=== What you need to do ===
Gather all lines in the records below that include the word "ApplicationParams".
━━━━━━━━━━━━━━━━━━━━
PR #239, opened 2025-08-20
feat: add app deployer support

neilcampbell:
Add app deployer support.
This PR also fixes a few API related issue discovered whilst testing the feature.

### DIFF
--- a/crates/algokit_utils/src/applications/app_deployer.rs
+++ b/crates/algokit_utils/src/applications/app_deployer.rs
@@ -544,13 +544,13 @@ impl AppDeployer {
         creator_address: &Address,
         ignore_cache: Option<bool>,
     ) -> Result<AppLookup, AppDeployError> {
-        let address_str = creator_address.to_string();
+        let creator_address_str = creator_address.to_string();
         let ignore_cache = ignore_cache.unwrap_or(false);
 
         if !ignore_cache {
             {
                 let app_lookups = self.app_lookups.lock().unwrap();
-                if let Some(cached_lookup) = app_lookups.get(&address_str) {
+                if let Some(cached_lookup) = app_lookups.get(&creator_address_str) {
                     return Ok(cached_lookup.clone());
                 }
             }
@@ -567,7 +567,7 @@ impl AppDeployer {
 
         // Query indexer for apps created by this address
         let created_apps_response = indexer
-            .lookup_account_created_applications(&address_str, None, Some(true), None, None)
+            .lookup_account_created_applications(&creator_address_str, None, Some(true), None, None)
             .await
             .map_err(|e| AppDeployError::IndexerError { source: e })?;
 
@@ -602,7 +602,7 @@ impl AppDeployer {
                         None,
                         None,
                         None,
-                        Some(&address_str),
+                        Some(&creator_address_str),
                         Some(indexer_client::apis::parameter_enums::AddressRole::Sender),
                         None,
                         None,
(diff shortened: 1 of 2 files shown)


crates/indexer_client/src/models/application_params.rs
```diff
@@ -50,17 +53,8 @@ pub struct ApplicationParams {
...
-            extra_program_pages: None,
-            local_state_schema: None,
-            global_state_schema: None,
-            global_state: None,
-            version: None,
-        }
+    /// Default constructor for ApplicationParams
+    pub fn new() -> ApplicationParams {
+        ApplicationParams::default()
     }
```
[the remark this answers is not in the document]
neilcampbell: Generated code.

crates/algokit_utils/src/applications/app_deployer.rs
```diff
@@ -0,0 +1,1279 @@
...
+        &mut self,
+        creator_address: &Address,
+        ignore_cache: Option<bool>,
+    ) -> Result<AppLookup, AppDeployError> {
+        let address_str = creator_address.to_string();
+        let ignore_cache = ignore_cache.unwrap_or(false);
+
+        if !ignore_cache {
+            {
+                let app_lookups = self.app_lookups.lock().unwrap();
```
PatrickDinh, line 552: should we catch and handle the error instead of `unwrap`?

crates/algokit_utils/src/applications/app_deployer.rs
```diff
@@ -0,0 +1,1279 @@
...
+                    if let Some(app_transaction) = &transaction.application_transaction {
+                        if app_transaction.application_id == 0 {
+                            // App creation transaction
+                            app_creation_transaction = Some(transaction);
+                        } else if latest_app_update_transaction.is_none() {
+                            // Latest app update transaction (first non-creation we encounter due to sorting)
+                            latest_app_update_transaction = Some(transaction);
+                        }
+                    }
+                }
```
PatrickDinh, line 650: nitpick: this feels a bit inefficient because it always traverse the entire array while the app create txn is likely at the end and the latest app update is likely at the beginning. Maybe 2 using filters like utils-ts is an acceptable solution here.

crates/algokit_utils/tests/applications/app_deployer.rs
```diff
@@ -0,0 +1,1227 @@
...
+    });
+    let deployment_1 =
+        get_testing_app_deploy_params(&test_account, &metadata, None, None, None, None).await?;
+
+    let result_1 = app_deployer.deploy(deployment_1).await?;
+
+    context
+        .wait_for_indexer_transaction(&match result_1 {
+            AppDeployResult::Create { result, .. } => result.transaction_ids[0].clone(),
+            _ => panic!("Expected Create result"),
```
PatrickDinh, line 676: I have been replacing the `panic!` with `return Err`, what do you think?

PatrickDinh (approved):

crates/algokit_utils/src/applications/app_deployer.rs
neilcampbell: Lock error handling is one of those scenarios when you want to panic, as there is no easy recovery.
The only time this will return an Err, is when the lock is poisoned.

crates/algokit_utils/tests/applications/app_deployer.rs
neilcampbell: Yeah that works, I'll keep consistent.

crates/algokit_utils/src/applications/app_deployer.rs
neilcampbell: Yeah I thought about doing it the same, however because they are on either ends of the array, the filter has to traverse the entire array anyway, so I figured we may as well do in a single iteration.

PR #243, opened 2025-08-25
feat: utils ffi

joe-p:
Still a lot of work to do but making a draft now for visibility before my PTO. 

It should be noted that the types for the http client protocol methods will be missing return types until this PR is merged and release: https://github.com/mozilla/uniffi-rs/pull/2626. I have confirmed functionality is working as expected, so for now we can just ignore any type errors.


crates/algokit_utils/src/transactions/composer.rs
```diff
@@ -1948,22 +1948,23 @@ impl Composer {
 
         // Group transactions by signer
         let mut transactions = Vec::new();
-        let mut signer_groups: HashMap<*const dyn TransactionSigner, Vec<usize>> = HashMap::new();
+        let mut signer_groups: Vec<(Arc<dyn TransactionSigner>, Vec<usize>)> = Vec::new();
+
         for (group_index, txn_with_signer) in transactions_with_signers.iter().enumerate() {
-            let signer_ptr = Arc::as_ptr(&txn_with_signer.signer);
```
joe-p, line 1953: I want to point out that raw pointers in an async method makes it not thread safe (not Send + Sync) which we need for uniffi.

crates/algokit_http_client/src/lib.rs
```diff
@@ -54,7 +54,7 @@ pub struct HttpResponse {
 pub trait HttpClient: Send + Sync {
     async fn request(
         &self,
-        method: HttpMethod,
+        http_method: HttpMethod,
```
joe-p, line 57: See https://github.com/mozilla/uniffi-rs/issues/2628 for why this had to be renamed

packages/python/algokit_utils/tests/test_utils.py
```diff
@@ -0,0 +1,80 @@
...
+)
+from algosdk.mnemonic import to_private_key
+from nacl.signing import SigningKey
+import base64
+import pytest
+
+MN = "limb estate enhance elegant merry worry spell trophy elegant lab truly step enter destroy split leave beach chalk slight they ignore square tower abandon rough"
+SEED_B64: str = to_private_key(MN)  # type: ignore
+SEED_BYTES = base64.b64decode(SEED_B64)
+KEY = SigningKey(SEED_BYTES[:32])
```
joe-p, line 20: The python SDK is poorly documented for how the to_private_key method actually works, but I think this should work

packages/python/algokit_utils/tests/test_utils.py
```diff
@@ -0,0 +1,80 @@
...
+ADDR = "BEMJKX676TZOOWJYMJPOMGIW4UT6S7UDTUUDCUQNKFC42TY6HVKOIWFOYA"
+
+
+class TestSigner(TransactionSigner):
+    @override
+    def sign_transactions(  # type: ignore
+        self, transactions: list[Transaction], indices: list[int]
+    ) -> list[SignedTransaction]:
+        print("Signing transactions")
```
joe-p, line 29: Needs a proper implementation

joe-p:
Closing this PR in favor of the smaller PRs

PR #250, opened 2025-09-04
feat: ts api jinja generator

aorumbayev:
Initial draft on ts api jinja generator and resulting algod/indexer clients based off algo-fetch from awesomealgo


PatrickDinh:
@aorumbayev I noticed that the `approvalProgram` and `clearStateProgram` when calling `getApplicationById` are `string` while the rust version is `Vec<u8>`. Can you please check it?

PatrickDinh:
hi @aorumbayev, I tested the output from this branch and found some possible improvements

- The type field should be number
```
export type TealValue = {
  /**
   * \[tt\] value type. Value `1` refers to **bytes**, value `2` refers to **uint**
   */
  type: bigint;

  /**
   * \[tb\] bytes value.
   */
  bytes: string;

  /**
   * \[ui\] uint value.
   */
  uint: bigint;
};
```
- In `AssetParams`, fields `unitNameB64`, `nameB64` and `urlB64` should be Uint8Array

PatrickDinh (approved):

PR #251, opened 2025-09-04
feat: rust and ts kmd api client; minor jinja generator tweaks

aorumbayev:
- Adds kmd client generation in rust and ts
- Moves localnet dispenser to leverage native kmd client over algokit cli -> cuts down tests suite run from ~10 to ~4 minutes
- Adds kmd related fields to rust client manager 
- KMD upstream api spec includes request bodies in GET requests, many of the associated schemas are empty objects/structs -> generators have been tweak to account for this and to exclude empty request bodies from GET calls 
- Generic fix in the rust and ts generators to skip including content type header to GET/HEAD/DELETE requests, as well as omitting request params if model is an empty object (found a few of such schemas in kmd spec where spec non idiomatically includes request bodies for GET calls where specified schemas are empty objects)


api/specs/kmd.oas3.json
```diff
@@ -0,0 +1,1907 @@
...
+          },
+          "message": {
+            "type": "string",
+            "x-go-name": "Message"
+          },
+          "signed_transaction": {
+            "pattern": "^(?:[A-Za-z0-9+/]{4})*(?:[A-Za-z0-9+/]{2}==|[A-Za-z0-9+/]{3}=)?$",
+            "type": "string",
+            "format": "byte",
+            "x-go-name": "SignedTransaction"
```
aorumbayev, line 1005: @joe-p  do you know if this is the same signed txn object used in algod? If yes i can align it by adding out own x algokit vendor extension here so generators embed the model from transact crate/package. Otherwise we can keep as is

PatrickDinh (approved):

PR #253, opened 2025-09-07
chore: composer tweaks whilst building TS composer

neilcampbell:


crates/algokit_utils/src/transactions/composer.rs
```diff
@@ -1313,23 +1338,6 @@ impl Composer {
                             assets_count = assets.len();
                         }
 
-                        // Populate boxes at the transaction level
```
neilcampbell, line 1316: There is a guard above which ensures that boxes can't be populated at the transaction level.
━━━━━━━━━━━━━━━━━━━━
=== Task response ===
@@ -50,17 +53,8 @@ pub struct ApplicationParams {
+    /// Default constructor for ApplicationParams
+    pub fn new() -> ApplicationParams {
+        ApplicationParams::default()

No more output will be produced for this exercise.